Foule

Celui qui a dit non à Internet

Entretien : Pierre-Henri Camy
Photos : Canal +

Accro à son smartphone, Pierre-Olivier Labbé se met offline 90 jours et raconte l’expérience dans le documentaire Digital Detox (Canal+). 

THE RED BULLETIN : Pierre-Olivier, quel genre d’accro à Internet étiez-vous avant cette expérience de « digital detox » ?

PIERRE-OLIVIER LABBÉ :
Au départ, j’étais parti d’un principe que vivant dans une grande ville, et travaillant dans un milieu médiatique, cela renforçait mon utilisation abusive d’Internet, des réseaux sociaux, de mon smartphone. En rencontrant des gens, je me suis rendu compte que j’étais finalement assez mainstream, et pas si geek que ça, voire même pas du tout.

Pierre-Olivier Labbé

Pierre-Olivier Labbé a vécu sans Internet pendant 90 jours : « Face à moi-même, j’ai retrouvé de l’errance cérébrale. »

Regarde autour de toi, dans la rue, le métro, tu as énormément de gens, de plus en plus, qui ont cet objet en permanence dans la main, et sous les yeux. Lors de leurs moments d’inactivité, file d’attente, quai de métro, ces moments où tu n’as pas grand-chose à faire, pendant 1minute, ou une demi-heure, leur réflexe systématique est de dégainer leur smartphone. C’était en tout cas le mien. Mais je ne suis pas le seul. Regarde ce mec (désignant un passant aux abords de la terrasse montmartroise où nous menons l’interview, ndlr), ça fait 30 mètres qu’il marche, et il n’a pas regardé une fois devant lui. Il est dans son téléphone.


Quel a été le véritable déclic qui vous a conduit à vous lancer dans cette expérience ?

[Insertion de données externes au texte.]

PR #860, opened 2020-01-05
Fix ReactiveObject initial event not being propagated with boolean types

Thog:
This fix the logger configuration initial state being ignored.

===
General system stability improvements to enhance the user's experience.

### DIFF
--- a/Ryujinx.Common/ReactiveObject.cs
+++ b/Ryujinx.Common/ReactiveObject.cs
@@ -6,8 +6,8 @@ namespace Ryujinx.Common
     public class ReactiveObject<T>
     {
         private ReaderWriterLock _readerWriterLock = new ReaderWriterLock();
-        private bool             _isInitialized      = false;
-        private T                _value;
+        private bool _isInitialized = false;
+        private T _value;
 
         public event EventHandler<ReactiveEventArgs<T>> Event;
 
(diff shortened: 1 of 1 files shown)


Ryujinx.Common/ReactiveObject.cs
```diff
@@ -6,6 +6,7 @@ namespace Ryujinx.Common
     public class ReactiveObject<T>
     {
         private ReaderWriterLock _readerWriterLock = new ReaderWriterLock();
+        private bool             _isInitialized      = false;
         private T                _value;
```
LDj3SNuD: I think in this case the alignments do not improve the readability of the code, so I would propose:
```
        private ReaderWriterLock _readerWriterLock = new ReaderWriterLock();
        private bool _isInitialized = false;
        private T _value;
```

Ryujinx.Common/ReactiveObject.cs
```diff
@@ -6,6 +6,7 @@ namespace Ryujinx.Common
     public class ReactiveObject<T>
     {
         private ReaderWriterLock _readerWriterLock = new ReaderWriterLock();
+        private bool             _isInitialized      = false;
```
gdkchan: Alignment of the `=` is off too.

PR #868, opened 2020-01-10
Add GPU Information to Logging

AcK77:


Ryujinx.Graphics.OpenGL/Renderer.cs
```diff
@@ -75,9 +76,20 @@ public ulong GetCounter(CounterType type)
 
         public void InitializeCounters()
         {
+            GetGpuInformation();
+
             _counters.Initialize();
         }
 
+        private void GetGpuInformation()
```
gdkchan: Calling it get sounds like it is supposed to return the information, but this is not the case. I suggest calling it `PrintGpuInformation`.

Ryujinx.Graphics.OpenGL/Renderer.cs
```diff
@@ -75,9 +76,20 @@ public ulong GetCounter(CounterType type)
 
         public void InitializeCounters()
```
gdkchan: I suggest renaming to just Initialize, since it's not just initializing the counters anymore.

Ryujinx.Graphics.OpenGL/Renderer.cs
AcK77: Done!

Ryujinx.Graphics.OpenGL/Renderer.cs
AcK77: Done!

PR #871, opened 2020-01-11
Call EnsureApplicationSaveData when launching a game

Thealexbarney:
qlaunch calls EnsureApplicationSaveData when launching an application, so we need to do the same.

Also workaround the lack of a program registry by manually setting the program ID if needed when calling some savedata functions.


gdkchan:
Needs a rebase.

J’étais en vacances au Maroc, avec femme et mes enfants, et J’avais la chance, ou pas, d’être dans une maison, totalement connectée, dans un no mans land numérique. À 30 bornes de toute ville, en plein bled. J’ai passé 15 jours de vacances à ne rien faire, ce qui veut dire, à part piquer une petite tête dans l’océan ou déjeuner, être tout le temps connecté à Internet. Car je suis journaliste, je suis toujours en train de chercher, fouiner, surfer, partager, énormément. J’ai quitté cette maison pour m’installer dans une autre à 200 mètres à vol d’oiseau, dans laquelle il n’y avait absolument aucun accès à Internet, pas même le réseau téléphonique marocain. Je suis passé d’une ultra-connexion, à rien du tout : face à la radicalité de ce changement de situation, les premiers jours, je m’emmerdais, je ne savais pas quoi faire de mes mains, alors que j’étais dans un coin sublime avec ma famille. C’est ce manque qui m’a fait prendre conscience de l’environnement dans lequel je me trouvais. La réflexion est née de là. J’ai commencé à lire pour savoir si j’étais le seul, si d’autres gens qui avaient constaté la même chose que moi. L’enquête et le docu sont nés comme ça.

Pierre-Olivier Labbé

« J’étais parti d’un principe que vivant dans une grande ville, et travaillant dans un milieu médiatique, cela renforçait mon utilisation abusive d’Internet, des réseaux sociaux, de mon smartphone. En rencontrant des gens, je me suis rendu compte que j’étais finalement assez mainstream. »

Quel est votre point de vue sur les réseaux dit sociaux ?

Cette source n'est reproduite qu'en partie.